Instructions for the task: Which of the lines below include the word "reference"? Pull each one out.

━━━ Given records

PR #270, opened 2026-05-08
Update atomlist

frmdstryr:
This fixes a leak in validate_sequence, updates insert & pop to use vectorcalls, and cleans up some outdated version guards.

Since full_validate already returns a new reference it does not need an extra incref, it just gets stolen by the list. PySequence_List returns a populated copy of the items. PyList_SET_ITEM is intended to be used with PyList_New so it does not discard the old item meaning the old item was leaked.

### DIFF
--- a/atom/src/atomlist.cpp
+++ b/atom/src/atomlist.cpp
@@ -97,11 +97,7 @@ ListSubtype_New( PyTypeObject* subtype, Py_ssize_t size )
             return PyErr_NoMemory();  // LCOV_EXCL_LINE (memory error)
         memset( op->ob_item, 0, nbytes );
     }
-#if PY_VERSION_HEX >= 0x03090000
     Py_SET_SIZE( op, size );
-#else
-    Py_SIZE( op ) = size;
-#endif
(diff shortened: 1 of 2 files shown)


atom/src/atomlist.cpp
```diff
@@ -248,7 +246,8 @@ class AtomListHandler
                     PyObject* val = vd->full_validate( atm, Py_None, b );
                     if( !val )
                         return 0;
-                    PyList_SET_ITEM( templist.get(), i, cppy::incref( val ) );
+                    PyList_SET_ITEM( templist.get(), i, val );
+                    Py_DECREF( b ); // Release old reference
```
MatthieuDartiailh: PyList_GET_ITEM return a borrowed reference but PyList_SET_ITEM does not decrement the ref count of the replaced object. So this is correct but really deserves a comment.

frmdstryr: Agreed. Added a comment there to clarify.

frmdstryr:
Thanks!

━━━━━━

Answer for this exercise:
Since full_validate already returns a new reference it does not need an extra incref, it just gets stolen by the list. PySequence_List returns a populated copy of the items. PyList_SET_ITEM is intended to be used with PyList_New so it does not discard the old item meaning the old item was leaked.
+                    Py_DECREF( b ); // Release old reference
MatthieuDartiailh: PyList_GET_ITEM return a borrowed reference but PyList_SET_ITEM does not decrement the ref count of the replaced object. So this is correct but really deserves a comment.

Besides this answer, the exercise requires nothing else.